⟨

PR #1027, opened 2020-02-12
Add dual-screen support to Calculator

rudyhuyn:
## Fixes #1029

Support Dual-landscape and Dual-portrait modes.

image
image
image
image

### Description of the changes:
- Add new StateTrigger detecting the different view modes
- Add a fork of TwoPaneView in C++CX for 2 reasons:
   - The fix for C++ apps (crash when navigating) isn't available for the moment
   - Add `Pane1MinLength`, `Pane1MaxLength`, `Pane2MinLength`, `Pane2MaxLength` properties
- Merge Visual State Group of Unit Converter, causing some issues due to conflicts
- Add `DeviceFamilyHelper`

### Other changes
Visual states of `Calculator.xaml` had some collisions, the states related to AOT (https://github.com/microsoft/calculator/blob/master/src/Calculator/Views/Calculator.xaml#L521) and the states related to CalculationResult (https://github.com/microsoft/calculator/blob/master/src/Calculator/Views/Calculator.xaml#L544) were both triggered by the same type of trigger (window resizing), without checking if the app was AOT or not, and were modifying the same properties which caused some layouts issues.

⟩

■ **Activity**
Retype the entries above exactly, but only from the line containing "- Add a fork" through the line containing "### Other changes", both included.

■ **Task response**
- Add a fork of TwoPaneView in C++CX for 2 reasons:
   - The fix for C++ apps (crash when navigating) isn't available for the moment
   - Add `Pane1MinLength`, `Pane1MaxLength`, `Pane2MinLength`, `Pane2MaxLength` properties
- Merge Visual State Group of Unit Converter, causing some issues due to conflicts
- Add `DeviceFamilyHelper`

### Other changes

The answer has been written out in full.